*** Opening of DATA FOR THE TASK ***

PR #1553, opened 2025-10-14
[TF] Restore cut MvM Upgrade Station music.

Bitl:
# Description
This PR restores the cut MvM Upgrade Station music with a clientside implementation. This implementation is enabled by default.

NOTE: This may conflict with custom maps that play the song through external entities. I am trying to figure out a solution for this, so at the moment this will be marked as a draft.

The tf_music_upgrade_machine.wav file must be edited to support looping. The tf_music_upgrade_machine.wav provided with this PR supports looping.

https://github.com/user-attachments/assets/0d3ad5f2-8649-4256-9e60-3d909b60d821

### DIFF
--- a/src/game/client/tf/player_vs_environment/c_tf_upgrades.cpp
+++ b/src/game/client/tf/player_vs_environment/c_tf_upgrades.cpp
@@ -42,7 +42,7 @@
 extern CAchievementMgr g_AchievementMgrTF;
 
 ConVar tf_mvm_tabs_discovered( "tf_mvm_tabs_discovered", "0", FCVAR_ARCHIVE, "Remember how many times players have clicked tabs." );
-ConVar tf_mvm_play_music( "tf_mvm_play_music", "1", FCVAR_ARCHIVE, "Play the cut MvM upgrade station music." );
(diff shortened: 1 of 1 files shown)


Dessensce:
i personally feel like it would be better as a map edit, where it plays as an ambient_generic in a radius, instead of just when the UI is open

Bitl:
> i personally feel like it would be better as a map edit, where it plays as an ambient_generic in a radius, instead of just when the UI is open

This isn't really the point of it though. This implementation intends to directly integrate the upgrade machine music completely clientside, which helps mappers stay under the entity limit and prevents other users from hearing it when you're in the upgrade station zone. The user can also enable or disable the music if they wish, which they can't do in other map implementations.

gidi30:
I feel like the description of the CVar calling the music cut doesn't really feel right as if this gets merged the music would no longer be cut.
Something like "Play music while in the mvm upgrade menu." would be better.

Bitl:
That has been implemented

Tkain:
It's worth noting that [Freaky Fair](https://wiki.teamfortress.com/wiki/Freaky_Fair) has `ambient_generic` entities playing music at its upgrade stations, so this PR's upgrade station music should probably be disabled by default on that map to prevent overlap. I'm not sure what the most sensible way to disable it there would be, though.

PR #1557, opened 2025-10-19
[TF] Prevent Dragon's Fury projectile from getting reflected

Bitl:
# Description
This PR disables deflections/reflections of the Dragon's Fury flame ball. For whatever reason, this wasn't implemented into the Dragon's Fury despite the spell fireball being unable to be reflected. This change was added to ensure consistency with the spell fireball, and isn't intended to be a balance change.

### DIFF
--- a/src/game/shared/tf/tf_projectile_dragons_fury.cpp
+++ b/src/game/shared/tf/tf_projectile_dragons_fury.cpp
@@ -168,6 +168,7 @@ public:
 
 	virtual float		GetDamageRadius()	const			{ return tf_fireball_radius.GetFloat(); }
 	virtual int			GetCustomDamageType() const OVERRIDE { Assert( false ); return TF_DMG_CUSTOM_DRAGONS_FURY_IGNITE; }
+	virtual bool		IsDeflectable() OVERRIDE { return false; }
 
 	virtual void RocketTouch( CBaseEntity *pOther ) OVERRIDE
 	{


JoriKos:
I'm not sure the fireball spell and the Dragon's Fury's fireball are similar in any way though. I quite enjoy trying to airblast them, and it seems odd to make it consistent with a completely different and unrelated projectile.

Bitl:
It seems that valve didn't originally intend the dragon's fury to be reflected, seeing that there's no reflected kill icon and the projectile acts irrationally when reflected 

Seeing that they're both fireballs, it makes sense to make them work similarly.

JoriKos:
That makes more sense, in what ways does it act irrationally?

Brain-dawg:
Reflected fireballs don't even render correctly from what I've seen, a great MvM bugfix too for making DF not useless against pyro bots.

AJMickey:
> It seems that valve didn't originally intend the dragon's fury to be reflected, seeing that there's no reflected kill icon and the projectile acts irrationally when reflected
> 
> Seeing that they're both fireballs, it makes sense to make them work similarly.

I know I'm a bit late, but this makes sense. However, this is such a huge change that it has heavy balancing implications. This isn't like fixing the Iron Bomber's hitbox, or fixing the Neon Annihilator not dealing crits to players coated with gas - those were relatively small - this would very heavily change balance.

For example, right now, airblast is a very effective counter to the Dragon's Fury when used right (dare I say to the point of countering the DF). If the projectile suddenly was unreflectable, this would suddenly be spun on its head - decent Dragon's Fury pyros would mop the floor with regular pyros with very little chance for counterplay. Bottom line, it would be a very risky change to make due to the implications it could have not only on the balance of the DF and its interaction with Pyros, but the view of the playerbase on the potential for balance changes, which might not be what Valve wants.

Personally, I think it would make more sense to try and fix the rendering bugs in regard to the DF's projectiles being reflected. The lack of a kill icon is notable, but this isn't exclusive to the Dragon's Fury, and is more on Valve's end than anything.

Brain-dawg:
> Replying to https://github.com/ValveSoftware/source-sdk-2013/pull/1557#issuecomment-3442140577

This post is extremely disingenuous and fundamentally misunderstands the problem.  This is exactly like fixing gas/neon.

In 13k hours I have almost never seen an enemy pyro deliberately counter DF by timing reflects, and the few pyros that have this timing mastered are so frustrating and obnoxious to fight with zero counterplay from the DF user, it tips the balance way too far AGAINST the DF if anything.  

The reflect timing is incredibly awkward, has almost no feedback, and the clear intended balance philosophy of the DF is exactly what you imply is a "problem" (stronger dps at the cost of airblast).  

The rendering "bugs" come from the fact that the particle effect ITSELF was designed to be a one-and-done effect, and "fixing" this involves completely replacing the particle... the particle that valve clearly intended to be used on something UN-reflectable.

DF is a det/scorch combo weapon, and classic shotgun combo is a pretty bad loadout compared to other flamers. There is still a perfectly balanced pyro vs. pyro dichotomy without reflectable fireballs.  It is not the DF users' fault that you see every problem as a nail, and your hammer (flamethrower) doesn't work in this particular situation.  If someone in the lobby is particularly obnoxious, and you insist on not switching to another class to counter it for a bit, run shotgun.  If you think this is a bad balance philosophy, I have bad news for you about the rest of the game.

This is like complaining that a Shortstop scout can kill you from further range than a scattergun. It doesn't make any sense in real gameplay and completely ignores the trade-offs that Shortstop users need to make.

AJMickey:
I see it as different because the gas/neon change was something that from what I'd seen, everyone thought and agreed was a bug for as long as I've been playing, but I've _almost_ never seen anyone consider the DF fireball being reflectable to be a bug (not to say it can't be one, but imo the _reception_ would be a very stark contrast, and I do think it impacts balance a lot more than the combo)

I don't disagree that it's annoying and awkward, for the record. DF is my most used pyro primary by far, and fighting a good pyro that knows how to airblast is **pain**. I wouldn't say there's no counterplay, though - I've found that because they expect you to hold m1, they'll airblast with a predictable timing, so delaying your shot by a split second baits the airblast and lets you land a combo hit, which tends to throw them off (still very annoying to fight muscle memory to do this though)

Sorry if I was too hardline in my initial post, I probably should've been a bit more open to the possibility. I get it feels pretty dumb considering the litany of bugs to do with the reflection, but I'm ultimately still very skeptical about changing it for aforementioned reasons, and that's why I said what I said in my initial comment - I did personally feel that the visuals not matching reflects was just an odd quirk for most of the time I've been using the weapon, since it's had quite a lot of those through its life and I just mentally chalked it up to strange coding, which probably biased me against seeing reflection as a bug. (IDK about it these days. Sorry again, I could've made my initial comment a lot better in hindsight)

Brain-dawg:
I was a bit harsh in my reply, and I apologize, PR comment sections aren't the right place for opinionated ranting like that.  The point I wanted to make was it seems to me that most of the clues point to reflecting itself as the bug rather than the bugs associated with reflecting. The heated tone was uncalled for.

It was a bit too sweeping for me to say zero counterplay on the DF side, but I do firmly believe that fighting a DF pyro is much less obnoxious and has more counterplay than fighting a non-DF pyro who's reflecting your fireballs.  Most of the time, it happens to me accidentally when they're spamming airblast or trying to reflect a rocket coming from somewhere else, maybe a fraction of a % of pyros do it intentionally.

PR #1558, opened 2025-10-20
[TF2] Fix spelled color cosmetics not changing colors in backpack after initialization of panel

ThatBapGuy:
As the title explains, this PR adds the functionality mentioned within the attached issue.

In current TF2, it grabs the paint color at the frame the panel is loaded. Which results in a static image that doesn’t associate correctly for spelled items that keep changing colors.

This PR corrects that, making spelled cosmetics that cycle with colors now animate within the backpack. The new code only runs on items that have the spell every tick whilst running only once for everything else as originally intended.

Closes https://github.com/ValveSoftware/Source-1-Games/issues/7587

SpelledCosmetics

### DIFF
--- a/src/game/client/econ/item_model_panel.cpp
+++ b/src/game/client/econ/item_model_panel.cpp
@@ -3149,7 +3149,7 @@ void CItemModelPanel::UpdatePanels( void )
 
 			if ( !bIsEconTool )
 			{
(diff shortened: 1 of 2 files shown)


FrozenDragon0:
Okay, now this will be an awesome change to have, thanks for doing this, just submitted my first pull request also.

PR #1565, opened 2025-10-23
[TF2] Fix the Pumpkin Bombs Halloween spell missing an underwater version of it's rocket trail particle.

FrozenDragon0:
Fixes https://github.com/ValveSoftware/Source-1-Games/issues/7619

Adds a unique particle for the pumpkin bombs spell when a rocket launcher with the spell is fired underwater.
The modified .PCF file with this new particle effect added can be found in the .zip below
[Rocket fix.zip](https://github.com/user-attachments/files/23094801/Rocket.fix.zip)


kvog-git:
I would recommend configuring your editor to not convert tabs to spaces. The whitespace changes in your commits make the diff hard to read.

PR #1567, opened 2025-10-23
[TF2] Fixed Pomson colliding with teammates at close range

JoriKos:
The Pomson 6000 currently immediately collides with teammates, which makes it absolutely unusable near any teammate. This fix simply makes it behave like other projectiles, such as rockets, which pass through teammates for a short duration after being fired. Does not affect the behaviour on enemy players, nor does it affect the Bison.

Demonstration of how it works with this fix: https://www.youtube.com/watch?v=NR5eppSOFgk

Partially fixes https://github.com/ValveSoftware/Source-1-Games/issues/2592

### DIFF
--- a/src/game/shared/tf/tf_projectile_energy_ring.cpp
+++ b/src/game/shared/tf/tf_projectile_energy_ring.cpp
@@ -256,11 +256,11 @@ void CTFProjectile_EnergyRing::ProjectileTouch( CBaseEntity *pOther )
 
 	if ( bCombatEntity )
 	{
-		// Bison projectiles shouldn't collide with friendly things
-		if ((ShouldPenetrate() && (pOther->InSameTeam(this) || (gpGlobals->curtime - m_flLastHitTime) < tf_bison_tick_time.GetFloat())) || // Bison
-			(!ShouldPenetrate() && pOther->InSameTeam(this) && !CanCollideWithTeammates())) // Pomson
+		// Bison projectiles shouldn't collide with friendly things, Pomson should only collide after default no-collision period is over
+		if ((ShouldPenetrate() && (pOther->InSameTeam(this) || (gpGlobals->curtime - m_flLastHitTime) < tf_bison_tick_time.GetFloat())) ||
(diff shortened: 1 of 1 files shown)


JoriKos:
I'd also like to point out this PR was created at the most unfortunate time, as I initially started writing it mere minutes after the update dropped.

FlaminSarge:
Does this cover any cases that https://github.com/ValveSoftware/source-sdk-2013/pull/1232 does not?

JoriKos:
> Does this cover any cases that #1232 does not?

Weird, that one didn't show up when I looked for it when I first looked into this. It does seem much less efficient, spliting up the single if statement into 4 separate ones (which seems a bit excessive) and (also seemingly unnecessarily) checks for it being a player. 

Other than that it seems like they both achieve the same objective, not sure what the standard is for a situation like this.

FlaminSarge:
> Replying to https://github.com/ValveSoftware/source-sdk-2013/pull/1567#issuecomment-3442252877

I would argue that the way the other PR is laid out makes the code far more readable and understandable than a one-liner, despite the capability to make it a one-liner.

The player check might need to be looked at, though; do these things need to still collide with buildings/etc? From a logical perspective, checking for player before checking CanCollideWithTeammates makes sense, since Teammates wouldn't include buildings.

juliarose:
> Replying to https://github.com/ValveSoftware/source-sdk-2013/pull/1567#issuecomment-3445521088

Without the IsPlayer check the projectile will pass through buildings,  the Engineer is not normally able to shoot through his or friendly buildings (I am pretty sure.) It's also identical in behavior to Jarate/Mad Milk. https://github.com/ValveSoftware/source-sdk-2013/blob/a36ead80b3ede9f269314c08edd3ecc23de4b160/src/game/shared/tf/tf_weapon_jar.cpp#L507

I rewrote the if statement because it was hard to read. This also avoids calling ShouldPenetrate or InSameTeam more than once.

JoriKos:
> Without the IsPlayer check the projectile will pass through buildings

That makes a lot of sense actually. I've closed the PR in favour of yours, though I do still prefer the formatting to be one line :P

PR #1574, opened 2025-10-24
[TF2] Fix high melee firing speed not working correctly

naydef:
Fixes https://github.com/ValveSoftware/Source-1-Games/issues/6223

I'm a bit concerned if this fix will be working correctly if `m_flNextPrimaryAttack` becomes too high (loss of resolution).
Maybe it does not matter...

Suggestions welcomed

### DIFF
--- a/src/game/shared/tf/tf_weaponbase_melee.cpp
+++ b/src/game/shared/tf/tf_weaponbase_melee.cpp
@@ -271,7 +271,8 @@ void CTFWeaponBaseMelee::PlaySwingSound( void )
 //-----------------------------------------------------------------------------
 void CTFWeaponBaseMelee::Swing( CTFPlayer *pPlayer )
 {
-	if ( m_flSmackTime>=m_flNextPrimaryAttack )
+	// A previous smack could be pending, so do the smack before we forget about it
+	if ( m_flSmackTime >= m_flNextPrimaryAttack )
 	{
 		Smack();
 	}


src/game/shared/tf/tf_weaponbase_melee.cpp
```diff
@@ -320,6 +320,10 @@ void CTFWeaponBaseMelee::Swing( CTFPlayer *pPlayer )
 #endif
 
 	m_flSmackTime = GetSmackTime( m_iWeaponMode );
+	if(m_flSmackTime >= m_flNextPrimaryAttack)
```
ficool2: Match the style format of Valve code (space between parentheses), space after `if`

src/game/shared/tf/tf_weaponbase_melee.cpp
```diff
@@ -320,6 +320,10 @@ void CTFWeaponBaseMelee::Swing( CTFPlayer *pPlayer )
...
+	{
+		m_flSmackTime = m_flNextPrimaryAttack - 0.01;
```
ficool2: `0.01`f to avoid double to float conversion

ficool2: Not only can this be problematic with float resolution, it won't work correctly on servers running higher tickrates (like 100)

An alternative approach to this whole PR which I suggest you try, is to run Smack() if smacktime >= primaryattacktime when the player tries attacking again

naydef: Yea, I knew this is not the best approach. I'll try your idea and report back.

naydef: Applied suggestion

naydef:
I tested ficool's suggestion and it seems to be working just fine.

Tested with the following SM plugin: https://gist.github.com/naydef/2dc40f8c881b09c8d375d7ebeffe2ee8

src/game/shared/tf/tf_weaponbase_melee.cpp
```diff
@@ -271,6 +271,11 @@ void CTFWeaponBaseMelee::PlaySwingSound( void )
 //-----------------------------------------------------------------------------
 void CTFWeaponBaseMelee::Swing( CTFPlayer *pPlayer )
 {
+	if ( m_flSmackTime>=m_flNextPrimaryAttack )
```
ficool2: Add spaces around the operator, and also add a comment mentioning why this exists

PR #1575, opened 2025-10-24
[TF] Fix crash in CEntityBird::SpawnRandomBirds caused by recent bird fix

Bitl:
# Description
This PR fixes a crash in #1315 when calling the CEntityBird::SpawnRandomBirds function. The original PR changes the KeyValues definition to a KeyValuesAD, meaning the KeyValues file is deleted from memory before the pFileKV->deleteThis(); at the end of the file is called.

### DIFF
--- a/src/game/server/tf/entity_bird.cpp
+++ b/src/game/server/tf/entity_bird.cpp
@@ -139,8 +139,6 @@ void CEntityBird::SpawnRandomBirds( void )
 			}
 		}
 	}
-
-	pFileKV->deleteThis();
 }
 
 


CosminPerRam:
Deeply sorry about it, not sure how I missed it.

bakugo:
Where is this `SpawnRandomBirds` function even called from? Maybe I'm just blind, but I can't find it.

gidi30:
> Where is this `SpawnRandomBirds` function even called from? Maybe I'm just blind, but I can't find it.

It's no longer called at any point since the function was part of the teasers for the Über update.

kvog-git:
It's also completely optimized away in release builds. I'm curious how this change (or the original PR, for that matter) was tested?

CosminPerRam:
> It's also completely optimized away in release builds. I'm curious how this change (or the original PR, for that matter) was tested?

I saw that it is not used in the sdk at all and github search also yielded no usages across forks, unfortunately due to my ignorance I indeed did not test its behavior at all, which I should have done.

*** Close of DATA FOR THE TASK ***

Your answer should be the lines from the one containing "[TF] Fix crash" through the end of the records, both included, output exactly and with nothing added.

_RESULT_.
[TF] Fix crash in CEntityBird::SpawnRandomBirds caused by recent bird fix

Bitl:
# Description
This PR fixes a crash in #1315 when calling the CEntityBird::SpawnRandomBirds function. The original PR changes the KeyValues definition to a KeyValuesAD, meaning the KeyValues file is deleted from memory before the pFileKV->deleteThis(); at the end of the file is called.

### DIFF
--- a/src/game/server/tf/entity_bird.cpp
+++ b/src/game/server/tf/entity_bird.cpp
@@ -139,8 +139,6 @@ void CEntityBird::SpawnRandomBirds( void )
 			}
 		}
 	}
-
-	pFileKV->deleteThis();
 }
 
 


CosminPerRam:
Deeply sorry about it, not sure how I missed it.

bakugo:
Where is this `SpawnRandomBirds` function even called from? Maybe I'm just blind, but I can't find it.

gidi30:
> Where is this `SpawnRandomBirds` function even called from? Maybe I'm just blind, but I can't find it.

It's no longer called at any point since the function was part of the teasers for the Über update.

kvog-git:
It's also completely optimized away in release builds. I'm curious how this change (or the original PR, for that matter) was tested?

CosminPerRam:
> It's also completely optimized away in release builds. I'm curious how this change (or the original PR, for that matter) was tested?

I saw that it is not used in the sdk at all and github search also yielded no usages across forks, unfortunately due to my ignorance I indeed did not test its behavior at all, which I should have done.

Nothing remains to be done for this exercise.